FIG. 10 also includes communication paths 1028, 1030, and 1032. In FIG. 1A, one or more paths of the communication paths may be embodied in network 130 between different devices. Communication paths 1028, 1030, and 1032 may include the Internet, a mobile phone network, a mobile voice or data network (e.g., a 5G or LTE network), a cable network, a public switched telephone network, or other types of communications networks or combinations of communications networks. Communication paths 1028, 1030, and 1032 may separately or together include one or more communications paths, such as a satellite path, a fiber-optic path, a cable path, a path that supports Internet communications (e.g., IPTV), free-space connections (e.g., for broadcast or other wireless signals), or any other suitable wired or wireless communications path or combination of such paths. The computing devices may include additional communication paths linking a plurality of hardware, software, and/or firmware components operating together. For example, the computing devices may be implemented by a cloud of computing platforms operating together as the computing devices.

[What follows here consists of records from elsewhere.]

PR #365, opened 2021-10-07
serde modules for floats with NaNs as strings

ChristianBeilschmidt:


ChristianBeilschmidt:
[NAN in Dataset-File als NO_DATA angeben lassen](https://trello.com/c/KZPVNvRA/411-nan-in-dataset-file-als-nodata-angeben-lassen)

operators/src/processing/expression.rs
```diff
@@ -38,39 +37,11 @@ use std::marker::PhantomData;
 pub struct ExpressionParams {
     pub expression: String,
     pub output_type: RasterDataType,
-    #[serde(deserialize_with = "parse_no_data")]
-    #[serde(serialize_with = "write_no_data")]
+    #[serde(with = "float_with_nan")]
```
michaelmattig, line 40: what was wrong with the old approach? Did it ever work?

operators/src/util/input/float_with_nan_serde.rs
```diff
@@ -0,0 +1,234 @@
...
+        }
+
+        fn visit_str<E>(self, v: &str) -> Result<Self::Value, E>
+        where
+            E: de::Error,
+        {
+            if v.to_lowercase() == "nan" {
+                Ok(f64::NAN)
+            } else {
+                Err(de::Error::invalid_value(de::Unexpected::Str(v), &self))
```
michaelmattig, line 47: what if the string is parsable as float?

operators/src/processing/expression.rs
ChristianBeilschmidt: The old approach used the JSON parser internally. But Serde isn't all JSON. But other than that it should work the same.

michaelmattig (approved):

PR #369, opened 2021-10-11
Box Plots

koerberm:
Implemented box plots for vector and raster data. For many data points (currently > 10000) the operator uses the P^2 algorithm to estimate quantiles. For details see:
R. Jain and I. Chlamtac, The P^2 algorithm for dynamic calculation of quantiles and
histograms without storing observations, Communications of the ACM,
Volume 28 (October), Number 10, 1985, p. 1076-1085.
(https://www.cse.wustl.edu/~jain/papers/ftp/psqr.pdf)

### DIFF
--- a/operators/src/util/statistics.rs
+++ b/operators/src/util/statistics.rs
@@ -1,0 +1,444 @@
+use num_traits::AsPrimitive;
+use snafu::Snafu;
+use std::marker::PhantomData;
+
+/// Enum for any errors encountered while creating statistics.
+#[derive(Debug, Snafu)]
+pub enum StatisticsError {
+    #[snafu(display("Error initializing statistics. Reason: {}", reason))]
+    Initialization { reason: String },
+    #[snafu(display("Cannot compute statistics on empty sample."))]
+    Empty,
+}
+
+/// Single quantile estimation with the P^2 algorithm
+///
+/// The P^2 algorithm estimates a quantile dynamically without storing samples. Instead of
+/// storing the whole sample cumulative distribution, only five points (markers) are stored. The heights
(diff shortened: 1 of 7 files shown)


operators/src/util/statistics.rs
```diff
@@ -0,0 +1,723 @@
...
+                }
+            }
+        }
+
+        // We require at least 5 valid initial samples
+        if sample_count < 5 {
+            return Err(StatisticsError::Initialization {
+                reason: "Insufficient valid samples.".to_owned(),
+            });
+        }
```
ChristianBeilschmidt, line 104: Maybe check this early on and fail early.

operators/src/util/statistics.rs
```diff
@@ -0,0 +1,723 @@
...
+            quantile,
+            positions,
+            markers,
+            desired,
+            increment,
+            sample_count: sample_count as u64,
+            _phantom: PhantomData {},
+        };
+
+        // Add remaining values
```
ChristianBeilschmidt, line 118: Are the remaining ones the initial ones?

operators/src/util/statistics.rs
```diff
@@ -0,0 +1,723 @@
...
+                break;
+            }
+        }
+
+        // We require at least 5 valid initial samples
+        if sample_count <= bucket_count {
+            return Err(StatisticsError::Initialization {
+                reason: "Insufficient valid samples.".to_owned(),
+            });
+        }
```
ChristianBeilschmidt, line 319: Also here, just fail early. You could also use the ensure!-macro from snafu for that.

ChristianBeilschmidt (changes requested):

PR #389, opened 2021-10-25
Permissions

michaelmattig:


services/src/datasets/in_memory.rs
```diff
@@ -231,6 +229,30 @@ impl DatasetProvider for HashMapDatasetDb {
...
+                .datasets
+                .iter()
+                .find(|d| d.id == *dataset)
+                .map(|d| ProvenanceOutput {
+                    dataset: d.id.clone(),
+                    provenance: d.provenance.clone(),
+                })
+                .ok_or(error::Error::UnknownDatasetId),
+            DatasetId::External(id) => {
+                self.dataset_provider(&SimpleSession::mock(), id.provider_id) // TODO: get correct session into dataset provider
```
ChristianBeilschmidt, line 249: Why don't you use `_session`?

services/src/datasets/listing.rs
```diff
@@ -72,24 +71,50 @@ pub enum OrderBy {
...
+    + MetaDataProvider<MockDatasetDataSourceLoadingInfo, VectorResultDescriptor, VectorQueryRectangle>
+    + MetaDataProvider<OgrSourceDataset, VectorResultDescriptor, VectorQueryRectangle>
+    + MetaDataProvider<GdalLoadingInfo, RasterResultDescriptor, RasterQueryRectangle>
+{
+    // TODO: authorization, filter, paging
+    async fn list(&self, options: Validated<DatasetListOptions>) -> Result<Vec<DatasetListing>>;
+
+    // TODO: authorization
+    // TODOis this method useful?
+    async fn load(&self, dataset: &DatasetId) -> Result<Dataset>;
```
ChristianBeilschmidt, line 104: Why isn't this method useful? If you wouldn't use it, you wouldn't have defined it?

services/src/datasets/listing.rs
```diff
@@ -72,24 +71,50 @@ pub enum OrderBy {
...
-        // session: &S, // TODO: authorization
-        dataset: &DatasetId,
-    ) -> Result<Dataset>;
+    async fn load(&self, session: &S, dataset: &DatasetId) -> Result<Dataset>;
+
+    async fn provenance(&self, session: &S, dataset: &DatasetId) -> Result<ProvenanceOutput>;
+}
+
+#[async_trait]
+pub trait ExternalDatasetProvider: Send
```
ChristianBeilschmidt, line 93: Maybe we could add some notes about that we would need to specify authorization as a parameter independent of the concrete context.

services/src/handlers/datasets.rs
```diff
@@ -88,7 +88,7 @@ async fn list_external_datasets_handler<C: Context>(
         .await
         .dataset_provider(&session, provider.into_inner())
         .await?
-        .list(options)
+        .list(options) // TODO: authorization
```
ChristianBeilschmidt, line 91: If you grab your dataset provider by providing your session, isn't this part of the inner list to use it rather than here?

services/src/pro/contexts/postgres.rs
```diff
@@ -297,9 +310,57 @@ where
...
+                        );
+
+                        CREATE VIEW user_permitted_datasets AS
+                            SELECT 
+                                u.id as user_id,
+                                p.dataset_id,
+                                p.permission
+                            FROM 
+                                users u JOIN user_roles r ON (u.id = r.user_id)
+                                    JOIN dataset_permissions p ON (r.role_id = p.role_id);
```
ChristianBeilschmidt, line 357: if the user id is in roles, couldn't you save joins?

services/src/pro/contexts/postgres.rs
```diff
@@ -297,9 +310,57 @@ where
...
+                            role_id UUID REFERENCES roles(id) ON DELETE CASCADE NOT NULL,
+                            PRIMARY KEY (user_id, role_id)
+                        );
+
+                        -- system user role
+                        INSERT INTO user_roles 
+                            (user_id, role_id)
+                        VALUES 
+                            ('d5328854-6190-4af9-ad69-4e74b0961ac9', 
+                            'd5328854-6190-4af9-ad69-4e74b0961ac9');
```
ChristianBeilschmidt, line 339: couldn't we define this as constants in the code rather than in text?

services/src/pro/datasets/add_from_directory.rs
```diff
@@ -0,0 +1,88 @@
...
+
+        db.add_dataset_permission(
+            system_session,
+            DatasetPermission {
+                role: Role::anonymous_role_id(),
+                dataset: dataset_id,
+                permission: Permission::Read,
+            },
+        )
+        .await?;
```
ChristianBeilschmidt, line 60: So there is a generic user role id? This sounds strange. Couldn't we make a public role that only requires a single assignment? Maybe you have to explain your rationale behind this. Or maybe make some doc-comments.

services/src/pro/datasets/in_memory.rs
```diff
@@ -181,24 +201,29 @@ impl DatasetStore<UserSession> for ProHashMapDatasetDb {
...
         let options = options.user_input;
 
+        let iter = self
+            .dataset_permissions
+            .iter()
+            .filter(|p| session.roles.contains(&p.role))
+            .map(|p| {
+                self.datasets
+                    .get(&p.dataset)
+                    .expect("a dataset has at least one permission")
```
ChristianBeilschmidt, line 219: It is rather: You wouldn't have got here if the filter wouldn't have matched and this means: There is a permission :smile: .
But you don't check that the dataset has a permissions but rather that the dataset exists for that permission.

services/src/pro/datasets/storage.rs
```diff
@@ -1,31 +1,71 @@
...
+}
+
+impl Role {
+    pub fn system_role_id() -> RoleId {
+        RoleId::from_str("d5328854-6190-4af9-ad69-4e74b0961ac9").expect("valid")
+    }
+
+    pub fn user_role_id() -> RoleId {
+        RoleId::from_str("4e8081b6-8aa6-4275-af0c-2fa2da557d28").expect("valid")
+    }
```
ChristianBeilschmidt, line 35: What is this? User's should have their own id, right?

ChristianBeilschmidt (changes requested):

services/src/datasets/listing.rs
michaelmattig: it is never used and not even implemented for the existing providers. For internal datasets we use it though and before this PR they had the same trait. That's why it still exists.

services/src/handlers/datasets.rs
michaelmattig: you mena hat the DatasetDB could handle the permissions? I think the DatasetDB should just check whether the user is allowed to access the external provider at all, otherwise fail. And if they are the handler should get the credentials for the given user and provider and put it into the list method.

services/src/pro/datasets/storage.rs
michaelmattig: This is the equivalent to the user group in VAT. A user has their own id, but all the registered users get assigned this user_role additionaly for them to see all the datasets that shall be visible to all users.

services/src/pro/contexts/postgres.rs
michaelmattig: The view shows for each user the permitted datasets. So we need to make sure the role is actually a user. Thus the join

services/src/pro/contexts/postgres.rs
michaelmattig: yes, I will change it when/if we agree on the idea or users and roles

services/src/datasets/in_memory.rs
michaelmattig: adab347397faa698db32ae904b15882856f6dc56

services/src/datasets/listing.rs
michaelmattig: adab347397faa698db32ae904b15882856f6dc56

services/src/pro/datasets/in_memory.rs
michaelmattig: adab347397faa698db32ae904b15882856f6dc56

services/src/datasets/listing.rs
ChristianBeilschmidt: I guess if we don't use it and do not even implement it, then we should remove it.

services/src/handlers/datasets.rs
ChristianBeilschmidt: Ah okay, I though calling a dataset provider with a session "primes" it with this session and then you can just call methods on it.

services/src/pro/contexts/postgres.rs
ChristianBeilschmidt: But in `user_roles`, each id should be a user id.

services/src/pro/datasets/in_memory.rs
ChristianBeilschmidt: Should we really panic here?

I guess it is one thing to say:
```
len() > 0
get(0).expect("should be there")
```

The other thing is
```
assert!(a[0].is_some());
b[0].expect("must be there, we have this assumption")
```

I guess the one thing cannot happen and the other thing means, we fucked up in consistency.
But would be panic then?

services/src/datasets/listing.rs
michaelmattig: acac67181c8096c46aa941c5b43072a8f5ee32c9

services/src/pro/contexts/postgres.rs
michaelmattig: you are right 66724e08fe64b5bec6476afa3a89cb79ed52ea70

services/src/pro/contexts/postgres.rs
michaelmattig: 66724e08fe64b5bec6476afa3a89cb79ed52ea70

services/src/pro/datasets/in_memory.rs
michaelmattig: instead of `expect` I could `.filter_map(|p| self.datasets.get(&p.dataset));` but then it would be hard to debug why a dataset is not listed. Shall I log a warning then?

michaelmattig: 67fc660061e6cc71840b87653ed066137a5f9415

ChristianBeilschmidt (approved):

ChristianBeilschmidt:
bors merge

ChristianBeilschmidt:
bors merge

ChristianBeilschmidt:
bors merge

PR #392, opened 2021-10-29
Scatter plot

koerberm:


operators/src/plot/scatter_plot.rs
```diff
@@ -0,0 +1,1009 @@
...
+        Ok(TypedPlotQueryProcessor::JsonVega(processor.boxed()))
+    }
+}
+
+/// A query processor that calculates the scatter plot about its vector input.
+pub struct ScatterPlotQueryProcessor {
+    input: TypedVectorQueryProcessor,
+    column_x: String,
+    column_y: String,
+}
```
ChristianBeilschmidt, line 117: Would it be a large overhead to allow two rasters as input?

Michael wrote some temporal alignment adapter and when we query the raster with the same bbox, they are spatially aligned.

Maybe we should also talk to Johannes if this operation is useful.

In any case, maybe it could be also a different task.

ChristianBeilschmidt (changes requested):

operators/src/plot/scatter_plot.rs
koerberm: We made this a new task: https://trello.com/c/viUYH237/466-scatter-plot-f%C3%BCr-2-raster

operators/src/plot/scatter_plot.rs
```diff
@@ -0,0 +1,1009 @@
...
+/// The maximum number of elements for a scatter plot
+const SCATTER_PLOT_THRESHOLD: usize = 500;
+
+/// The number of elements to process at once (i.e., without switching from scatter-plot to histogram)
+const BATCH_SIZE: usize = 1000;
+
+/// The maximum number of elements before we turn the collector into a histogram.
+/// At this point, the bounds of the histogram are fixed (i.e., further values exceeding
+/// the min/max seen so far are ignored)
+const COLLECTOR_TO_HISTOGRAM_THRESHOLD: usize = 10_000;
```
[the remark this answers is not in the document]
koerberm: 1. a860f5c24007686abc43051e49dd258291c4b218
2. I added a new task: https://trello.com/c/KFh9p6La/467-histogram-bounds-calculation

ChristianBeilschmidt (approved):

PR #393, opened 2021-11-01
Switch to Rayon thread pool

ChristianBeilschmidt:


ChristianBeilschmidt:
[Thread-Pool austauschen durch Rayon](https://trello.com/c/m0CuNQbq/453-thread-pool-austauschen-durch-rayon)

operators/src/util/rayon.rs
```diff
@@ -0,0 +1,52 @@
...
+                "Do not spawn rayon global pool on purpose",
+            ))
+        })
+        .build_global()
+        .is_err());
+}
+
+/// Create a rayon thread pool with the given number of threads.
+/// Use `num_threads = 0` for auto number of threads.
+pub fn create_rayon_thread_pool(num_threads: usize) -> Arc<ThreadPool> {
```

As described herein, cloud components 1010 may include root cause analysis system 110, e.g., including one or more subsystems of root cause analysis system 180 and root cause analysis system 160, user device 150, and/or database 140 via network 130. Cloud components 1010 may access data such as from database 140, e.g., via network 130. Cloud components 1010 may include model 1002, which may be a machine learning model, artificial intelligence model, etc. (which may be referred to collectively as “models” herein). Model 1002 may take inputs 1004 and provide outputs 1006. The inputs may include multiple datasets, such as a training dataset and a test dataset. Each of the plurality of datasets (e.g., inputs 1004) may include data subsets related to user data, predicted forecasts and/or errors, and/or actual forecasts and/or errors. In some embodiments, outputs 1006 may be fed back to model 1002 as input to train model 1002 (e.g., alone or in conjunction with user indications of the accuracy of outputs 1006, labels associated with the inputs, or with other reference feedback information). For example, the system may receive a first labeled feature input, wherein the first labeled feature input is labeled with a known prediction for the first labeled feature input. The system may then train the first machine learning model to classify the first labeled feature input with the known prediction (e.g., models that model the relationship between the features and the value of the target value of interest).

In a variety of embodiments, model 1002 may update its configurations (e.g., weights, biases, or other parameters) based on the assessment of its prediction (e.g., outputs 1006) and reference feedback information (e.g., user indication of accuracy, reference labels, or other information). In a variety of embodiments, where model 1002 is a neural network, connection weights may be adjusted to reconcile differences between the neural network's prediction and reference feedback. In a further use case, one or more neurons (or nodes) of the neural network may require that their respective errors are sent backward through the neural network to facilitate the update process (e.g., backpropagation of error). Updates to the connection weights may, for example, be reflective of the magnitude of error propagated backward after a forward pass has been completed. In this way, for example, the model 1002 may be trained to generate better predictions.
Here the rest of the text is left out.